I,d like to thank everyone who came to the shoot, this was the best turnout to date, and we hope this continues to increase.
And from what I read in this post, Im glad the see you all enjoyed it.
As usuall Big Al did all the leggwork to put on this shoot, and I extend a special THANKS to him, without him we would not have this shoot.
The top score of the day whent to Dwayne I believe with a 378. Maybe Dwayne can clarify this.
For the ones who want to know which rules we used, it was the new ones, the classes may have been modified somewhat due to not having enough shooters in certain classes.
By the way I was the one who designed the jumping deer and managed it at the shoot, and I was very pleased to see that everyone enjoyed it.
As for Grant and Denis congrats on hitting the 11. ( I was the only other one who did after I finished it.)
Hopefully we see you all again next year, and bring more of your friends and family so more can enjoy it.
And don't forget the outdoor May 3rd shoot at Big Al's place off Gordon Lake road, hope to see you all there.

Roger


----------



## Viper04

I went last year and enjoyed it but had to miss this year.
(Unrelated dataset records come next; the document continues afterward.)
PR #1146, opened 2018-06-14
Change loglevel for send/recv in ip.py

ThorvaldLarsen:
Loglevel `info` for send/recv commands completely floods logfile when using ip instruments. Propose to change level to debug.

- Change loglevel for send/recv of ip instruments from info to debug.

@Dominik-Vogel


WilliamHPNielsen:
The corresponding level in `visa.py` is also `DEBUG`, so that seems reasonable.

PR #1153, opened 2018-06-20
Added support for N5183B Signal Generator

dahlend:
Added support for the Agilent/Keysight N5183B Signal Generator.

Fixed a string type error as well in val_mapping.
The set_cmd has the formatting of a string, so I changed the val_mapping to a string.
```
set_cmd='OUTP:STAT ' + '{:s}'
```

Additionally this device doesn't really match the model number of the previous devices, but it's effectively the same.  I leaned toward adding it despite the name not matching exactly vs creating a whole new driver which would just be a copy of the original with a very slight name change.

### DIFF
--- a/qcodes/instrument_drivers/Keysight/N51x1.py
+++ b/qcodes/instrument_drivers/Keysight/N51x1.py
@@ -42,8 +42,8 @@ class N51x1(VisaInstrument):
 
         self.add_parameter('rf_output',
                            get_cmd='OUTP:STAT?',
-                           set_cmd='OUTP:STAT ' + '{:s}',
-                           val_mapping={'on': '1', 'off': '0'})
+                           set_cmd='OUTP:STAT {}',
+                           val_mapping={'on': 1, 'off': 0})
                             
         self.connect_message()
         
--- a/qcodes/instrument_drivers/Keysight/N51x1.py
+++ b/qcodes/instrument_drivers/Keysight/N51x1.py
@@ -6,7 +6,7 @@ from qcodes.utils.validators import Numbers
 class N51x1(VisaInstrument):
     """
     This is the qcodes driver for Keysight/Agilent scalar RF sources.
-    It has been tested with N5171B, N5181A, N5171B
+    It has been tested with N5171B, N5181A, N5171B, N5183B
     """
 
     def __init__(self, name, address, **kwargs):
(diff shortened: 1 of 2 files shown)


qcodes/instrument_drivers/Keysight/N51x1.py
```diff
@@ -42,7 +43,7 @@ def __init__(self, name, address, **kwargs):
         self.add_parameter('rf_output',
                            get_cmd='OUTP:STAT?',
                            set_cmd='OUTP:STAT ' + '{:s}',
-                           val_mapping={'on': 1, 'off': 0})
```
jenshnielsen: I don't understand the need for this change. The number is automatically converted into a str when you generate the string

jenshnielsen:
Looks good to me. @johnhornibrook as the original author do you have any comments

qcodes/instrument_drivers/Keysight/N51x1.py
jenshnielsen: Imho it should just be `set_cmd='OUTP:STAT {}'`

WilliamHPNielsen:
@dahlend re the naming: I don't think we have any official guidelines on this, but it's unfortunate to have driver file names not matching the actual models (for when we quickly want to look up whether we have a driver for a given instrument). You could consider making a new `Keysight_N5183B.py` file with one line:
```
from qcodes.instrument_drivers.Keysight.N51x1 import N51x1 as N5183B
```

qcodes/instrument_drivers/Keysight/N51x1.py
astafan8: indeed, this is what i've seen in the code for the drivers that I've used so far.

astafan8:
completely agree with @WilliamHPNielsen about the naming. Our users should not be bothered by the fortunate fact of the same driver class working for multiple device models.

dahlend:
Made the additional file as suggested
Changed the string formatting as suggested.

qcodes/instrument_drivers/Keysight/N51x1.py
dahlend: Yeah that's a better solution
My python 3.6 install throws an exception on the original version for some reason.

jenshnielsen:
Agree with @astafan8 codacy may provide insight into issues but it is not a hard requirement for it to pass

Glad it went well.


----------



## JDoupe

Any chance we could have the scores posted? I would like to see how I did in my class.

JDoupe


----------



## Mr.LIFETIME

JDoupe said:


> Any chance we could have the scores posted? I would like to see how I did in my class.
> 
> JDoupe




Im not the one who has them, but I will talk with Big Al latter this week and see if he has them.

IBQUIKER


----------



## Grey Eagle

cheaplaughs said:


> great shooting Dennis it must feel good to hit foam.paper punching is starting to get a little boring.what was your score.you seem to have gotten a head start on us not shooting indoors.
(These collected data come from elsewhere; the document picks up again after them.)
PR #1156, opened 2018-06-22
Add a simple Lakeshore 331 driver.

spxtr:
Mostly copied from the 336, although there are some differences. Notably, there are only two channel inputs `A` and `B`, and one of the commands from the 336 does not exist on the 331. Tested on my own 331, let me know if I should do more.

@jenshnielsen


Dominik-Vogel:
There is a major rebuild going on with the Lakeshore driver base. In the PR #972 you will find an almost finished version of the new structure. It would be great if you could base the driver off that new base class.

spxtr:
Sure, no rush. I'll update this once that PR goes in.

Ya, it was a fun shoot  And, the shoot was not totally void of indoor shooting tendencies :embara: I managed to get a smiley score for shooting the wrong target at one point  It's not like it didn't have a big ole number on the top of it....... and a corresponding number and target description on the shooting position on the floor at the shooting line. :noidea:

I think the club should approach the OAA to turn this shoot into a Provincial Championship........... might need a bigger venue though


----------



## cheaplaughs

*indoors*

it must be the lack of fresh air that makes us lose our senses indoors.


----------



## rsteep

But you did make a nice shot on that target, I know it was the one I was shooting at.


----------



## ontario moose

*anybody know?*

Hey folks.. anybody know Dwayn Devee's Handle.. if I read correctly he was at your shoot.. you talked about a Dwayn..

Gilles


----------



## Grey Eagle

rsteep said:


> But you did make a nice shot on that target, I know it was the one I was shooting at.
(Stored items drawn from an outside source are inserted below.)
PR #1157, opened 2018-06-24
Added Keysight N5230A PNA-L

dahlend:
Adding basic support for Keysight VNA N5230A.
Expect more devices from me over the next few days/weeks.


qcodes/instrument_drivers/Keysight/Keysight_N5230A.py
```diff
@@ -0,0 +1,160 @@
...
+        IDN = self.ask_raw('*IDN?')
+        vendor, model, serial, firmware = map(str.strip, IDN.split(','))
+        IDN = {'vendor': vendor, 'model': model,
+               'serial': serial, 'firmware': firmware}
+        return IDN
+
+    def _get_trace(self, verbose=False):
+
+        self.start_sweep(self.num_averages())
+        while not self.start_sweep():
```
astafan8: Does it make sense to make the interface clearer by implementing smth like `while not self.sweep_is_finished()` where `sweep_is_finished` is a method rather than a parameter, and `start_sweep` is also a method rather than a parameter?

qcodes/instrument_drivers/Keysight/Keysight_N5230A.py
```diff
@@ -0,0 +1,160 @@
...
+    This is the qcodes driver for Keysight/Agilent N5230A PNA-L Network Analyzer.
+    This should be simple to alter to work with other keysight PNAs
+    """
+
+    def __init__(self, name, address, **kwargs):
+        super().__init__(name, address, terminator='\n', **kwargs)
+
+        self.add_parameter('get_trace',
+                           label='Get Trace',
+                           get_cmd=self._get_trace,
```
astafan8: it seems more clear to me (and a better design) to implement this as a method rather then as a parameter with only "get" command. What is the advantage of the current implementation apart from being quick-to-write for the developer?

qcodes/instrument_drivers/Keysight/Keysight_N5230A.py
```diff
@@ -0,0 +1,160 @@
...
+                           get_parser=int)
+
+        self.add_parameter('num_averages',
+                           label='Number of Averages of a sweep',
+                           get_cmd=':SENS1:AVER:COUN?',
+                           set_cmd=':SENS1:AVER:COUN {}',
+                           get_parser=int)
+
+        self.add_parameter('averaging',
+                           label='Enable Averaging',
```
astafan8: "Enable averaging" -> "Enable/disable averaging" (since disabling also happens through this parameter)

qcodes/instrument_drivers/Keysight/Keysight_N5230A.py
```diff
@@ -0,0 +1,160 @@
...
+                                    ':SENS:SWE:GRO:COUN {};'
+                                    ':SENS:SWE:MODE GRO;'
+                                    '*OPC'),
+                           get_parser=lambda x: int(x) & 32 == 32
+                           )
+
+        self.connect_message()
+
+    def get_idn(self):
+        IDN = self.ask_raw('*IDN?')
```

lol....... yes, it was one of my best executed shots all day........ 



ontario moose said:


> Hey folks.. anybody know Dwayn Devee's Handle.. if I read correctly he was at your shoot.. you talked about a Dwayn..
> 
> Gilles


Bowmen1, he has already replied on this thread.


----------



## Mr.LIFETIME

*Scores*

I just came back from shooting with Andy this evening and I have a correction to make about the top score of the shoot, it seems that whent to Dwayne at 375 in Bowhunter Unlimited and Denis at 375 in open. 
I also just got off the phone with big Al and he will be sending me a list of the classes and scores to post here probably on the weekend.

Roger


----------



## Hutnicks

Grey Eagle said:


> lol....... yes, it was one of my best executed shots all day........


You just gotta love those "artistic merit" shots Maybe we need a new class, form and artistic interpretation" 

I can be proud of a perfect shot on the wrong target, a miserable shot on the right one gives me nothing!


----------



## JDoupe

One more pic from the Shooting Line.


----------



## Mr.LIFETIME

*Scores*

Guys, were only going to post scores for the ones who want their scores posted. Send an email to Al at [email protected] requesting for your score to be posted and the position you finished in your class.

Thanks
Roger


----------



## #1 big archer

Hi everyone I'm so glad to see that everyone had a great time at the March Madness Indoor 3D Shoot. This makes it even easer for me to line up for next year indoor shoot and come up with more great ideas for the up coming shoots "with the help of some people"...

Again I'd like to Thank all the volunters and the sponsor that donated their time, prizes, gifts and material to make this event a enjoyable and safe competition like *Kelly lake building supplies, Fisher Wavy, Over Head door, Flo for his beautiful hand crafted clocks, Embroider it designs, and whom can forget the English catholic school board for the permission to use the gym *for the last 4 years and hopefully for the next 5 years to come.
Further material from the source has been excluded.